The above-mentioned embodiments are preferred embodiments of the multimodal data fusion method based on text-text interaction, and the scope of the invention is not limited thereto, and the invention includes and is not limited to the embodiments, and all equivalent changes in shape and structure according to the invention are within the protection scope of the invention.

Claims

1. A multi-mode data fusion method based on image-text interaction is characterized by comprising the following steps:

s1, obtaining multi-mode data, wherein the multi-mode data comprises inspection image data and equipment state data;

2. The multi-modal data fusion method based on image-text interaction as claimed in claim 1, wherein in step S2, the local features of the image are learned through a convolutional neural network to obtain the image feature map of the inspection image.

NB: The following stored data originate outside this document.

PR #66, opened 2019-07-30
Fix for secured API access

iyangar:


metadata-ws/src/main/resources/application.properties
```diff
@@ -49,4 +49,5 @@ swagger.apiinfo.termsOfServiceUrl=
 
 security.enabled=true
 security.oauth2.resource.filter-order=3
-security.oauth2.resource.jwt.key-value=@metadata-jwtKey@
+security.metadata.jwtkey=@metadata-jwtKey@
+security.oauth2.resource.jwt.key-value=-----BEGIN PUBLIC KEY-----\n${security.metadata.jwtkey}\n-----END PUBLIC KEY-----
```
cyenyxe: Could the placeholder be written as `@metadata-jwtKey@` in this line too? Why do we need both properties? Why wouldn't the whole string including BEGIN/END PUBLIC KEY work?

iyangar: This workaround is for Jenkins limitation. Jenkins will not pass parameters with space. Hence actual JWT key is taken from jenkins and BEGIN and END are appended to form security.oauth2.resource.jwt.key-value as expected

iyangar: Everything works good

PR #67, opened 2019-07-30
T2D-335 fix jenkins ddlbehaviour

selvaebi:


selvaebi:
the build fails because of a test which imports an analysis where the XML has been edited to include sequence accession. the fix for this is in other PRs.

3. The multimodal data fusion method based on graphic text interaction as claimed in claim 2, wherein the convolutional neural network comprises: convolutional layers, batch normalization layers, active layers, and max pooling layers.

4. The multimodal data fusion method based on teletext interaction according to claim 1, wherein step S3 comprises the following steps:

s31, acquiring text information representing equipment state data;

s33, recording the sequence number of each phrase through a dictionary;

5. The multimodal data fusion method based on image-text interaction as claimed in claim 1, wherein before step S4, an encoder is further constructed to learn global features of the patrol inspection image and the text.

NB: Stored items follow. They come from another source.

PR #1558, opened 2020-06-18
Fixing boundary attributes and 1D mesh support [bugfix/mesh-trimmer]

mlstowell:
The code now loops over boundary faces and interior faces separately so that it can easily copy the pre-existing boundary attributes to the new mesh.

Also added support for 1D meshes by creating new `Point` objects for the new boundary elements rather than duplicating interior face elements which don't exist in 1D.

I briefly looked at adding support for non-conforming meshes but I didn't see a way to build an NCMesh by copying selected elements, etc..  

| [#1558](https://github.com/mfem/mfem/pull/1558) | @mlstowell | @tzanio | @homijan + @delyank | 06/18/20 | 06/26/20 | 07/04/20 | |

### DIFF
--- a/miniapps/meshing/trimmer.cpp
+++ b/miniapps/meshing/trimmer.cpp
@@ -113,7 +113,7 @@ int main(int argc, char *argv[])
 
    // Count the number of boundary elements in the final mesh
    int num_bdr_elements = 0;
-   for (int f=0; f<mesh.GetNFaces(); f++)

6. The method as claimed in claim 4, wherein the data processing step of the encoder comprises:

normalizing the data with different lengths through a normalization layer;

7. The method as claimed in claim 5, wherein the feedforward neural network comprises: a linear layer, a GELU activation function layer and a DropPath layer.

8. The method for multi-modal data fusion based on teletext interaction according to claim 1, wherein step S5 comprises:

s52, obtaining a text modal attention weight feature map through the text extractor and the multi-head attention module in sequence by the text data;

9. The method for multimodal data fusion based on teletext interaction according to claim 1, wherein in S6, the following steps are included:

10. The method for multimodal data fusion based on teletext interaction according to claim 1,

in step S7, the feature map mixing module includes a two-dimensional convolution layer, a one-dimensional convolution layer, a multi-layer sensing layer, and a full connection layer.